YOUR ASSIGNMENT> What lines in the material hold the string "works"? Return every one of them.

EXCERPTED DATA>
::::

Issue #8043, opened 2019-11-30
Refactor parial types to avoid code duplication


ilevkivskyi:
Currently there is some duplication around partial types:
* Logic in `try_infer_partial_generic_type_from_assignment()` essentially duplicates the logic inlined in `check_assignment()` for `None` partial types. These two probably can be refactored to the same method if we also update `handle_partial_var_type()` to not special-case partial `None` types, and instead consistently return a partial type in lvalue context.
* Logic in `try_infer_partial_type_from_indexed_assignment()` duplicates that in `try_infer_partial_type()` (there is already a TODO item). This one can be refactored by either pushing the latter a bit down the call stack (closer to `check_call()`), or by generating a synthetic `CallExpr` with `__setitem__` and passing it to `try_infer_partial_type()`.

The second item may be something to watch out when implementing support for these:
```python
a = defaultdict(list)
a[0].append('yes')

b = {}
b.setdefault(0, []).append('yes')

c = defaultdict(set)
c[0].add('yes')

d = {}
d.setdefault(0, set()).add('yes')
```

@JukkaL this is probably not something important, but maybe it makes sense to fix this while we are at it?

JukkaL:
These refactorings sounds like good ideas. I'd prefer not creating temporary node objects if possible, as they tend to increase complexity and sometimes cause trouble with error location reporting.

LeoLomardo:
Hi, i just started trying to contribute on open source projects, and i thought mypy would be a great project to start. I preferred to start working on refactoring issues and i saw this one. I had a question related to `import typing_extensions`, does mypy still support python <=3.9? its a good refactoring to update this to `typing` ? Can i work on this issue? 
One example is on the file `/mypy/misc/incremental_checker.py` that i changed to do this : 

`
    from typing import Any, Final, Dict
    
    try:
    
      from typing import TypeAlias as _TypeAlias
    
    except ImportError:  
    
      from typing_extensions import TypeAlias as _TypeAlias
 `

PR #8044, opened 2019-11-30
Support generic partial types for attributes

ilevkivskyi:
Work towards https://github.com/python/mypy/issues/1055

Currently partial types are supported for local variables. However, only partial `None` types are supported for `self` attributes. This PR adds the same level of support to generic partial types. They follow mostly the same rules:
* A partial type can be refined in the _same_ method where it is defined.
* But a partial type from class body can not be refined in a method, as if `local_partial_types = True`.

The logic is pretty simple: the `.node` attribute for `self.attr` expressions is set to `None`, so I added a little helper to get it from the class symbol table instead.

I add tests for various scenarios, including for partial `None` types. It may happen they are already tested elsewhere, but this way it is easy to compare side-by-side behavior is consistent for both kinds of partial types. I can remove them if you think they are redundant.

### DIFF
--- a/mypy/checkexpr.py
+++ b/mypy/checkexpr.py
@@ -537,6 +537,19 @@ class ExpressionChecker(ExpressionVisitor[Type]):
 
         return callee
 
+    def get_partial_self_var(self, expr: MemberExpr) -> Optional[Var]:
+        if not (isinstance(expr.expr, NameExpr) and
+                isinstance(expr.expr.node, Var) and expr.expr.node.is_self):
+            return None
+        info = self.chk.scope.enclosing_class()
+        if not info or expr.name not in info.names:
+            return None
+        sym = info.names[expr.name]
+        # TODO: check implicit (add tests for defined in class body, both orders)?
+        if isinstance(sym.node, Var) and isinstance(sym.node.type, PartialType):
+            return sym.node
+        return None
+
     # Types and methods that can be used to infer partial types.
     item_args = {'builtins.list': ['append'],
                  'builtins.set': ['add', 'discard'],
@@ -550,6 +563,8 @@ class ExpressionChecker(ExpressionVisitor[Type]):
     def try_infer_partial_type(self, e: CallExpr) -> None:
         if isinstance(e.callee, MemberExpr) and isinstance(e.callee.expr, RefExpr):
             var = e.callee.expr.node
+            if var is None and isinstance(e.callee.expr, MemberExpr):
+                var = self.get_partial_self_var(e.callee.expr)
             if not isinstance(var, Var):
                 return
             partial_types = self.chk.find_partial_types(var)
--- a/mypy/checkexpr.py
+++ b/mypy/checkexpr.py
@@ -538,14 +538,20 @@ class ExpressionChecker(ExpressionVisitor[Type]):
         return callee
 
     def get_partial_self_var(self, expr: MemberExpr) -> Optional[Var]:
+        """Get variable node for a partial self attribute.
+
+        If the expression is not a self attribute, or attribute is not variable,
+        or variable is not partial, return None.
+        """
         if not (isinstance(expr.expr, NameExpr) and
                 isinstance(expr.expr.node, Var) and expr.expr.node.is_self):
+            # Not a self.attr expression.
             return None
         info = self.chk.scope.enclosing_class()
         if not info or expr.name not in info.names:
+            # Don't mess with partial types in superclasses.
             return None
         sym = info.names[expr.name]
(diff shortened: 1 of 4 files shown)


test-data/unit/check-inference.test
```diff
@@ -1585,6 +1585,145 @@ oo.update(d)
...
+    def __init__(self) -> None:
+        self.a.append(1)
+reveal_type(C().a)  # N: Revealed type is 'builtins.list[builtins.int]'
+[builtins fixtures/list.pyi]
+
+[case testInferAttributeInitializedToEmptyAndAssignedItemClassBody]
+class C:
+    a = {}
+    def __init__(self) -> None:
+        self.a[0] = 'yes'
```
JukkaL: Similar to above.

test-data/unit/check-inference.test
```diff
@@ -1585,6 +1585,145 @@ oo.update(d)
...
+        self.a = None
+    def meth(self) -> None:
+        self.a = 1  # E: Incompatible types in assignment (expression has type "int", variable has type "None")
+reveal_type(C().a)  # N: Revealed type is 'None'
+
+[case testInferAttributeInitializedToEmptyAndAssignedClassBody]
+class C:
+    a = []
+    def __init__(self) -> None:
+        self.a = [1]
```
JukkaL: I'd rather not add support for this, since I want to deprecate not using `--local-partial-types` in the not too distant future (to make daemon and non-daemon modes uniform). If we further increase the semantic differences of `--local-partial-types`, the deprecation is going to be more painful.

test-data/unit/check-inference.test
```diff
@@ -1585,6 +1585,145 @@ oo.update(d)
...
+reveal_type(C().a)  # N: Revealed type is 'builtins.list[builtins.int*]'
+[builtins fixtures/list.pyi]
+
+[case testInferAttributeInitializedToEmptyAndAppendedClassBody]
+class C:
+    a = []
+    def __init__(self) -> None:
+        self.a.append(1)
```
JukkaL: Similar to above.

test-data/unit/check-inference.test
```diff
@@ -1585,6 +1585,145 @@ oo.update(d)
...
+        self.a[0] = 'yes'
+reveal_type(C().a)  # N: Revealed type is 'builtins.dict[builtins.int, builtins.str]'
+[builtins fixtures/dict.pyi]
+
+[case testInferAttributeInitializedToNoneAndAssignedClassBody]
+# flags: --strict-optional
+class C:
+    a = None
+    def __init__(self) -> None:
+        self.a = 1
```
JukkaL: This worked before this PR already, so this needs to be supported for now.

test-data/unit/fine-grained.test
```diff
@@ -2714,6 +2714,7 @@ class C:
         class D:
             def __init__(self) -> None:
                 self.x = {}
+            def meth(self) -> None:
```
JukkaL: What about also testing that the type inference works correctly in fine-grained mode (within one method)?

test-data/unit/check-inference.test
```diff
@@ -1585,6 +1585,145 @@ oo.update(d)
 reveal_type(oo) # N: Revealed type is 'collections.OrderedDict[builtins.int*, builtins.str*]'
 [builtins fixtures/dict.pyi]
 
+[case testInferAttributeInitializedToEmptyAndAssigned]
+class C:
+    def __init__(self) -> None:
+        self.a = []
+        if bool():
+            self.a = [1]
```
JukkaL: Test using a non-self attribute -- it shouldn't affect type inferece. For example:

```py
...
self.a = []
if bool():
    a = self
    a.a = [1]  # Should not infer type
    a.append(1)  # Should not infer type
```

mypy/checkexpr.py
```diff
@@ -537,6 +537,25 @@ def check_typeddict_call_with_kwargs(self, callee: TypedDictType,
 
         return callee
 
+    def get_partial_self_var(self, expr: MemberExpr) -> Optional[Var]:
+        """Get variable node for a partial self attribute.
+
+        If the expression is not a self attribute, or attribute is not variable,
+        or variable is not partial, return None.
+        """
+        if not (isinstance(expr.expr, NameExpr) and
```
JukkaL: Does this duplicate any logic used for `None` partial type handling? Could they be merged?

ilevkivskyi: > Does this duplicate any logic used for `None` partial type handling? Could they be merged?

Short answers are no and no. Some things may be however simplified after (or while) fixing https://github.com/python/mypy/issues/8043 (at least the first bullet).

PR #8063, opened 2019-12-03
Better error message when using pyd file as stubgen

### LINKED ISSUE #8035: stubgen pyd file utf-8 error
Hello,

I have a file `_core.pyd` that comes from [QGIS](http://www.qgis.org) installation (file enclosed) that I can't use with stubgen:

```
Critical error during semantic analysis: mypy: can't decode file '_core.pyd': 'utf-8' codec can't decode byte 0x90 in position 2: invalid start byte
```
[_core.zip](https://github.com/python/mypy/files/3905454/_core.zip)

TH3CHARLie:
resolves #8035

### DIFF
--- a/mypy/build.py
+++ b/mypy/build.py
@@ -2004,9 +2004,14 @@ class State:
                             self.path, os.strerror(ioerr.errno))],
                         module_with_blocker=self.id)
                 except (UnicodeDecodeError, DecodeError) as decodeerr:
-                    raise CompileError([
-                        "mypy: can't decode file '{}': {}".format(self.path, str(decodeerr))],
-                        module_with_blocker=self.id)
+                    if self.path.endswith('.pyd'):
+                        raise CompileError([
+                            "mypy: no support for .pyd files: '{}'".format(self.path)],
+                            module_with_blocker=self.id)
+                    else:
+                        raise CompileError([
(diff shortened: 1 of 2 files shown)


mypy/build.py
```diff
@@ -2004,9 +2004,14 @@ def parse_file(self) -> None:
                             self.path, os.strerror(ioerr.errno))],
                         module_with_blocker=self.id)
                 except (UnicodeDecodeError, DecodeError) as decodeerr:
-                    raise CompileError([
-                        "mypy: can't decode file '{}': {}".format(self.path, str(decodeerr))],
-                        module_with_blocker=self.id)
+                    if self.path.endswith('.pyd'):
```
ethanhs: I think it would be less repetitive to have the string selected based on the file type and raise the error at the end:
```python
                    if self.path.endswith('.pyd'):
                        err = "mypy: stubgen does not support .pyd files: '{}'".format(self.path)
                    else:
                        err = "mypy: can't decode file '{}': {}".format(self.path, str(decodeerr))
                    raise CompileError([err], module_with_blocker=self.id)
```

TH3CHARLie: very reasonable

TH3CHARLie:
Thanks for the review

PR #8066, opened 2019-12-03
Stubgen: split @abstractproperty

### LINKED ISSUE #7952: stubgen: split @abstractproperty
From #7921: stubgen should split `@abstractproperty` into `@property @abstractmethod`, since the former has been deprecated since Python 3.3.

TH3CHARLie:
resolves #7952

### DIFF
--- a/mypy/stubgen.py
+++ b/mypy/stubgen.py
@@ -647,10 +647,13 @@ class StubGenerator(mypy.traverser.TraverserVisitor):
                                                           'asyncio.coroutines',
                                                           'types'):
             self.add_coroutine_decorator(context.func, name, name)
-        elif any(self.refers_to_fullname(name, target)
-                 for target in ('abc.abstractmethod', 'abc.abstractproperty')):
+        elif self.refers_to_fullname(name, 'abc.abstractmethod'):
             self.add_decorator(name)
             self.import_tracker.require_name(name)
+            is_abstract = True
+        elif self.refers_to_fullname(name, 'abc.abstractproperty'):
+            self.add_decorator('property')
+            self.add_decorator('abc.abstractmethod')
             is_abstract = True
         return is_abstract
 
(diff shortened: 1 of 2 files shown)


mypy/stubgen.py
```diff
@@ -647,11 +647,14 @@ def process_name_expr_decorator(self, expr: NameExpr, context: Decorator) -> boo
...
-        elif any(self.refers_to_fullname(name, target)
-                 for target in ('abc.abstractmethod', 'abc.abstractproperty')):
+        elif self.refers_to_fullname(name, 'abc.abstractmethod'):
             self.add_decorator(name)
             self.import_tracker.require_name(name)
             is_abstract = True
+        elif self.refers_to_fullname(name, 'abc.abstractproperty'):
+            self.add_decorator('property')
+            self.add_decorator('abc.abstractmethod')
+            is_abstract = True
```
TH3CHARLie: I'd like to be more specific about here.
I intentionally did not require_name in import_tracker. This is because `is_abstract` will be set and `abc` will be imported, so directly add `abc.abstractmethod` would work. And as shown in testcase: `testSplitAbstractPropertyUsingAlias`, if the imported `abstractproperty` is aliased, to properly split would have to modify code in import_tracker, which IMO is not necessary since using `abc.abstractmethod` already achieves purposes

TH3CHARLie: I'd like to be more specific about here. (The previous commit has incorrect tests)
I intentionally did not require_name in import_tracker. This is because `is_abstract` will be set and `abc` will be imported, so directly add `abc.abstractmethod` would work. And as shown in testcase: `testAbstractProperty3_semanal`, if the imported abstractproperty is aliased, to properly split would have to modify code in import_tracker, which IMO is not necessary since using `abc.abstractmethod` already achieves purposes

TH3CHARLie:
@JukkaL Would you please review this since it may be a followup of #7921

PR #9924, opened 2021-01-18
moduleinfo: delete

hauntsaninja:
I removed the documentation for this erorr already in #9675

The list of modules in moduleinfo that we don't have stubs for is now down to:
```
sqlite3.dump
turtledemo
xml.sax._exceptions
xml.sax.expatreader
```


JukkaL (approved):
It's good to not have to worry about missing stdlib stubs any more.

PR #9949, opened 2021-01-23
Fix Python 3.5 travis build by pinning pip

JukkaL:
It looks like pip just dropped Python 3.5 support, but we are not quite
yet ready to do it (as long as there's an easy workaround).

Example failure here:
https://travis-ci.com/github/python/mypy/jobs/474676438

### DIFF
--- a/.travis.yml
+++ b/.travis.yml
@@ -82,6 +82,7 @@ jobs:
   #   - EXTRA_ARGS=
 
 install:
+# pip 21.0 no longer works on Python 3.5
 - pip install -U pip==20.3.4 setuptools
 - pip install -U 'virtualenv<20'
 - pip install -U tox==3.20.1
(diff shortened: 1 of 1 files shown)


hauntsaninja:
When would you accept a PR that drops Python 3.5 support?

.travis.yml
```diff
@@ -82,7 +82,7 @@ jobs:
   #   - EXTRA_ARGS=
 
 install:
-- pip install -U pip setuptools
+- pip install -U pip==20.3.4 setuptools
```
hauntsaninja, line 85: nit: could you add a comment that mentions Python 3.5 in some way so this is discoverable via grep

hauntsaninja (approved):

JukkaL:
> When would you accept a PR that drops Python 3.5 support?

Around the time that Ubuntu 16.04 LTS goes out of support (this April), assuming that it's not too much of a pain to support Python 3.5 until then.

.travis.yml
JukkaL: A good idea, done.

Issue #4814, opened 2018-03-28
Clean-up type variable scope and binding


ilevkivskyi:
Currently the code around type variable binding in functions is a bit unclear and does some strange things like binding typer variables before function type is analyzed and depending on `TypeVarQuery` returning short (unqualified) names.

ilevkivskyi:
Another related comment here is that we have a bit too many "things" related to type variables (in addition to `TypeVarScope` mentioned above):
* `TypeVarExpr`
* `TypeVarDef`
* `TypeVarType`
* `TypeVarId`
We can probably simplify a bit the model of how type variables work.

ilevkivskyi:
Probably it makes sense to clean up (or at least document) various things related to type variable scopes while we are working on the new semantic analyzer. I just discovered an inconsistency in new analyzer, it was using full type variable name where short one was expected. Without documentation, such errors are easy to make.

ilevkivskyi:
FWIW I more happy now with how type variables work (e.g. we use namespaces everywhere). There still may be bugs, I think `tvar_scope.py` is somewhat over-complicated, but we can handle issues on one-by-one basis now.

PR #9951, opened 2021-01-24
Merge TypeVarDef and TypeVarType

hauntsaninja:
In the spirit of https://github.com/python/mypy/issues/4814#issuecomment-414150557

I'm not sure what the distinction between TypeVarDef and TypeVarType was (note that there's also TypeVarExpr, whose purpose is clear to me).
In practice, it seems it boiled down to: a) TypeVarDef has a different `__repr__`, that's not user facing but was used in tests, b) in two places, we used the construction of a TypeVarType from a TypeVarDef as an opportunity to change the line number.

I ran into this because:
a) I was considering whether to create a corresponding ParamSpecDef and ParamSpecType
b) I was trying to fix an issue with applytype sometimes swallowing generics, which to fix I needed TypeVarType to have access to its TypeVarDef.
I was unable to find a reason for TypeVarType to not just *be* the TypeVarDef and here we are.


gvanrossum:
Do we even need the separation between TypeVarDef and ParamSpecDef? There seems a lot of duplication. A single flag bit or maybe making ParamSpecDef a trivial subclass of the other might simplify things there.

hauntsaninja:
Yeah, it's conceivable it could be made a flag. But having it be its own type makes my development much easier, since it allows mypy to tell me where I need to add functionality. I already extracted what's common into `TypeVarLikeDef` / `ParamSpecDef` is basically a trivial subclass of `TypeVarLikeDef`.

ethanhs:
We should probably give people advanced notice about this change in #6617 since I expect several plugins deal with TypeVars.

mypy/checkexpr.py
```diff
@@ -3277,13 +3277,12 @@ def check_lst_expr(self, items: List[Expression], fullname: str,
         # Used for list and set expressions, as well as for tuples
         # containing star expressions that don't refer to a
         # Tuple. (Note: "lst" stands for list-set-tuple. :-)
-        tvdef = TypeVarDef('T', 'T', -1, [], self.object_type())
-        tv = TypeVarType(tvdef)
+        tvdef = TypeVarType('T', 'T', -1, [], self.object_type())
```
msullivan, line 3280: Maybe keep the `tv` names (and similar below) instead of the `tvdef` ones?

msullivan (approved):
I made a suggestion but ignore it if you don't agree. 

And yeah, we should mention it in the plugin issue.

msullivan:
And this is great. Honestly I never understood the distinction distinction and am happy to learn that this confusion was warranted.

Issue #2608, opened 2016-12-25
Common python idiom hard to use with inner methods and strict-optional


euresti:
So everybody knows not to write
`def foo(arg={'bar': 'baz'}):`

So instead one usually writes something like:
```
def foo(arg=None):
    if arg is None:
        arg = {'bar', 'baz'}
```

Now add some types:
```
def func(arg=None):
    # type: (Dict[str, str]) -> Dict[str,str]
    reveal_type(arg)  # Revealed type is 'Union[builtins.dict[builtins.str, builtins.str], builtins.None]'
    if arg is None:
        arg = {'foo': 'bar'}
    reveal_type(arg)  #  Revealed type is 'builtins.dict[builtins.str, builtins.str]'
    return arg
```

So all is good, unless you try to create an inner method:
```
def func(arg=None):
    # type: (Dict[str, str]) -> Dict[str,str]
    reveal_type(arg)  # Revealed type is 'Union[builtins.dict[builtins.str, builtins.str], builtins.None]'
    if arg is None:
        arg = {'foo': 'bar'}
    reveal_type(arg)  #  Revealed type is 'builtins.dict[builtins.str, builtins.str]'

    def inner():
        # type: () -> Dict[str, str]
        reveal_type(arg)  # Revealed type is 'Union[builtins.dict[builtins.str, builtins.str], builtins.None]'
        return arg  # Incompatible return value type (got "Optional[Dict[str, str]]", expected Dict[str, str])

    return inner()
```

I guess there are lots of workarounds (assign to temporary variable, pull out the inner method, pass arguments into the inner) but they all require editing existing code which is always scary.  Hmm. I guess the easiest thing is to just add an `assert arg is not None` in the inner.  That's not too intrusive, anyway thought you might want to know.

gvanrossum:
This looks like the same as #2145 which was closed because the binder doesn't keep track of this -- maybe we should reopen that? Or at least keep this one open.

JukkaL:
Let's keep this open.

ilevkivskyi:
(Rising priority to normal, since this appeared third time.)

gvanrossum:
How should we do this? I think it's safe to trust the narrower type *if it
prevails over the entire rest of the (outer) function* -- maybe that's
enough? After all the "None" is an artifact of the idiom for mutable
default. (I almost wish there was a way to say "this None isn't really
here" like we have at the class level.)

carljm:
[...]

PR #9956, opened 2021-01-24
Add narrowing and closures to common issues

hauntsaninja:
This one is on our issue tracker's greatest hits.
Here's the issue I usually link: #2608

### DIFF
--- a/docs/source/common_issues.rst
+++ b/docs/source/common_issues.rst
@@ -772,3 +772,30 @@ False:
 
 If you use the :option:`--warn-unreachable <mypy --warn-unreachable>` flag, mypy will generate
 an error about each unreachable code block.
+
+
+Narrowing and inner functions
+-----------------------------
+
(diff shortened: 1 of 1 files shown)


sirosen:
Huge 👍 to adding this.

I think it would be helpful to have an example rather than just saying "assign `y = x` and use `y`".

You may need to annotate the type of the reassigned variable, depending on your case. Here's a minimal example of what I mean:
```
def outer(x: typing.Union[None, int, float]):
    if isinstance(x, float):
        x_: typing.Optional[int] = int(x)
    else:
        x_ = x

    def inner() -> int:
        if x_:
            return x_ + 1
        else:
            return 0

    return inner
```

Without `x_` annotated, mypy will deduce its type -- correctly -- from the first assignment as `int`. But we're really trying to narrow the union down to `Optional[int]` in this case.

So maybe it would be best to advise people that you "may need to annotate the reassignment in some cases" or something?

PR #9957, opened 2021-01-24
[mypyc] Remove unused fast argument parsing code

JukkaL:
Since we only use relatively few features supported by the original argument
parsing code, much of the code can be deleted.

This speeds up the `keyword_args_from_interpreted` benchmark by about 8%.


msullivan:
Fantastic

PR #9959, opened 2021-01-24
Clarify that mypy_path is relative to CWD

gustavgransbo:
### Description
I was unsure if the `mypy_path` entry in the config file was treated relative to the config file, and found the answer in #7967 (it is treated relative to the working directory of the mypy command).

This PR documents current behavior, and mentions how `MYPY_CONFIG_FILE_DIR` can be used to refer to path relative to the configuration file.

## Test Plan
Rebuilding docs creates expected results.


hauntsaninja:
Thanks!

PR #9964, opened 2021-01-25
Fix inconsistency in the disallow-untyped-defs doc

### LINKED ISSUE #9963: disallow-untyped-defs vs disallow_incomplete_defs doc inconsistency
https://mypy.readthedocs.io/en/stable/config_file.html#confval-disallow_untyped_defs says:

> Disallows defining functions without type annotations or with incomplete type annotations.

Notice the extra ` or with incomplete type annotations`.

and https://mypy.readthedocs.io/en/stable/config_file.html#confval-disallow_incomplete_defs says:

> Disallows defining functions with incomplete type annotations.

::::

SOLVED EXERCISE>
JukkaL: What about also testing that the type inference works correctly in fine-grained mode (within one method)?
+# pip 21.0 no longer works on Python 3.5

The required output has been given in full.